■ **AVAILABLE DATA**:
PR #2792, opened 2025-04-15
adding python ARM64 test on CI

jrangelramos:
# Changes

- :broom:  adding python ARM64 test on CI


matejvasek:
@lkingland when and how we fix this?

lkingland:
The Python runtime currently requires either the Host or S2I builder.

Issue #2516, opened 2024-09-24
func can't build with untrusted builder image


yozel:
We are trying to use our own builder image, and it fails with following error:

```
[detector] ERROR: failed to write group file: open /layers/group.toml: permission denied
```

■ **WHAT THE EXERCISE ASKS**:
A line counts if it holds the word "builder". How many lines of the entries count? Give the number only.

■ **TASK RESPONSE**:
3